官员闭目片刻,随后又睁开,那眼中是近乎平静:“蛊惑?”
“煌煌青史,自有言之。”
“陛下,今日杀臣易,明日堵天下万民之口……难!”
他忽然奋力扭头,朝向那狭小铁窗外泄入的一线微光,用尽最后气力嘶喊而出那四个字。
唐禄脸色铁青,猛地挥手:“打!打到他再吐不出半个悖逆之字!”
诏狱的惨嚎,也不能阻止四字如不灭的流言,悄然渗入京城的街巷与茶馆。
酒肆角落,茶楼暗处,总有压低的嗓音在议论。
一个声音问:“听说有人竟敢在陛下面前喊出‘人民万岁’?”
另一个声音立刻带着惊惶制止:“噤声!此乃灭门之祸!”
“好像是陇西节度使陆沉舟说的。
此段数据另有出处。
PR #645, opened 2016-12-31
Try tox.

theengineear:
I tried using tox *looonog* ago and it didn't seem to fit our needs for CI. However, I just tried it yesterday again and was able to get a solid setup for our core vs. optional testing needs.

”
“就是那位先后大败晋王两次的常胜将军?”
“就我还听说,他当将军从来不是荣华富贵,也不是为了朝廷陛下。”
“就是为了百姓!”
“这不是谋反吗?他疯了?”
“疯了?你也不看看外面什么世道,世家门阀当我们草芥。”
“陇西四郡在陆将军的管理下安居乐业,听说晋州的粮食都是从他那买的。”
“他哪里来的这么多粮食?”
“那我怎么知道,反正如今那边啊,再也不受灾荒之苦了。”
京城的空气里,弥漫着一种无形却沉重的张力。
仿佛那四个字本身,已化作一枚投入死水潭的石子,波纹在人心深处悄然扩散。
三日后,朝廷广发公文。
剥夺陆沉舟一切职位,朝廷头号反贼,诛九族!
消息越传越广,没有起到警示的作用,反而有诸多百姓携家带口前往陇西。
只是听说陆沉舟爱民如子,只要在他的地盘,每家每户有田耕种,再也不会忍饥挨饿。
陛下圣旨?
朝廷都不管他们的死活,谁还在乎这破圣旨的任命。
反正陆将军对我好,那我就当他是陇西节度使,天王老子来了也没用。